Stored items
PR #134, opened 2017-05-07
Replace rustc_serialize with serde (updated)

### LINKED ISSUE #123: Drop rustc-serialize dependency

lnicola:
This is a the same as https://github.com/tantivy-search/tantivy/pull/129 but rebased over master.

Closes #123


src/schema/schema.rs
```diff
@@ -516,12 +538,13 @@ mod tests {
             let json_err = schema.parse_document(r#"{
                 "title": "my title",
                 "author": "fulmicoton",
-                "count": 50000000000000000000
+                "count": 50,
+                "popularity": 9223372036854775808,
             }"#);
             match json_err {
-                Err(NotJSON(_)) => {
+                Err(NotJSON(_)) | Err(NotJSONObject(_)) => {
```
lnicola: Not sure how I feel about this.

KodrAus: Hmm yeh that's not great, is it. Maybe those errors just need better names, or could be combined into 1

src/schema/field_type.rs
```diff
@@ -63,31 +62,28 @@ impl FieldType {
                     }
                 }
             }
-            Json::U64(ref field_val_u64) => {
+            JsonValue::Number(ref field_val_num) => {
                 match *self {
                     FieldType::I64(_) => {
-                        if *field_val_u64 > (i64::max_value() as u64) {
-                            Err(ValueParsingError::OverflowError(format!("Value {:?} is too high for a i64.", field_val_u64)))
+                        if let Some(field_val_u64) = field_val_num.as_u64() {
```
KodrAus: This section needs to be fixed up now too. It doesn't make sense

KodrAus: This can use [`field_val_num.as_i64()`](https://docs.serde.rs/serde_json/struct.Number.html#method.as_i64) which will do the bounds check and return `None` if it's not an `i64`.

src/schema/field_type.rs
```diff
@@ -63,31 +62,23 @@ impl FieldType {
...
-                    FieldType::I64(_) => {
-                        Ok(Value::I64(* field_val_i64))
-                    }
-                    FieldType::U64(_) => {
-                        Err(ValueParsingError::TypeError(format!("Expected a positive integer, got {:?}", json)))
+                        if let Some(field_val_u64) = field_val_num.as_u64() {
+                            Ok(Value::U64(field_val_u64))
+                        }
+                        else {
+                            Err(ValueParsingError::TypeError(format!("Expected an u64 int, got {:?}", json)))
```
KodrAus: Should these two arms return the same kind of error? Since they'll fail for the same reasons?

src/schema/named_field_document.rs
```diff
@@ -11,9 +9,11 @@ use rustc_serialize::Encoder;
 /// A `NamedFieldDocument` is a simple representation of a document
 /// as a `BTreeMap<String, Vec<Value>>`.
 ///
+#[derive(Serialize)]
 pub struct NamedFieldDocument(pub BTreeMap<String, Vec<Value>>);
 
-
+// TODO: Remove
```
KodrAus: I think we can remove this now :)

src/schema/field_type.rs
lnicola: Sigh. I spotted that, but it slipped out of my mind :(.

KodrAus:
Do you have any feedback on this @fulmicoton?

▶ _TASK REQUIREMENTS_:
If a line appears above, it belongs in your answer, printed exactly.

▶ _SOLUTION FOR THIS EXERCISE_:
PR #134, opened 2017-05-07
Replace rustc_serialize with serde (updated)

### LINKED ISSUE #123: Drop rustc-serialize dependency

lnicola:
This is a the same as https://github.com/tantivy-search/tantivy/pull/129 but rebased over master.

Closes #123


src/schema/schema.rs
```diff
@@ -516,12 +538,13 @@ mod tests {
             let json_err = schema.parse_document(r#"{
                 "title": "my title",
                 "author": "fulmicoton",
-                "count": 50000000000000000000
+                "count": 50,
+                "popularity": 9223372036854775808,
             }"#);
             match json_err {
-                Err(NotJSON(_)) => {
+                Err(NotJSON(_)) | Err(NotJSONObject(_)) => {
```
lnicola: Not sure how I feel about this.

KodrAus: Hmm yeh that's not great, is it. Maybe those errors just need better names, or could be combined into 1

src/schema/field_type.rs
```diff
@@ -63,31 +62,28 @@ impl FieldType {
                     }
                 }
             }
-            Json::U64(ref field_val_u64) => {
+            JsonValue::Number(ref field_val_num) => {
                 match *self {
                     FieldType::I64(_) => {
-                        if *field_val_u64 > (i64::max_value() as u64) {
-                            Err(ValueParsingError::OverflowError(format!("Value {:?} is too high for a i64.", field_val_u64)))
+                        if let Some(field_val_u64) = field_val_num.as_u64() {
```
KodrAus: This section needs to be fixed up now too. It doesn't make sense

KodrAus: This can use [`field_val_num.as_i64()`](https://docs.serde.rs/serde_json/struct.Number.html#method.as_i64) which will do the bounds check and return `None` if it's not an `i64`.

src/schema/field_type.rs
```diff
@@ -63,31 +62,23 @@ impl FieldType {
...
-                    FieldType::I64(_) => {
-                        Ok(Value::I64(* field_val_i64))
-                    }
-                    FieldType::U64(_) => {
-                        Err(ValueParsingError::TypeError(format!("Expected a positive integer, got {:?}", json)))
+                        if let Some(field_val_u64) = field_val_num.as_u64() {
+                            Ok(Value::U64(field_val_u64))
+                        }
+                        else {
+                            Err(ValueParsingError::TypeError(format!("Expected an u64 int, got {:?}", json)))
```
KodrAus: Should these two arms return the same kind of error? Since they'll fail for the same reasons?

src/schema/named_field_document.rs
```diff
@@ -11,9 +9,11 @@ use rustc_serialize::Encoder;
 /// A `NamedFieldDocument` is a simple representation of a document
 /// as a `BTreeMap<String, Vec<Value>>`.
 ///
+#[derive(Serialize)]
 pub struct NamedFieldDocument(pub BTreeMap<String, Vec<Value>>);
 
-
+// TODO: Remove
```
KodrAus: I think we can remove this now :)

src/schema/field_type.rs
lnicola: Sigh. I spotted that, but it slipped out of my mind :(.

KodrAus:
Do you have any feedback on this @fulmicoton?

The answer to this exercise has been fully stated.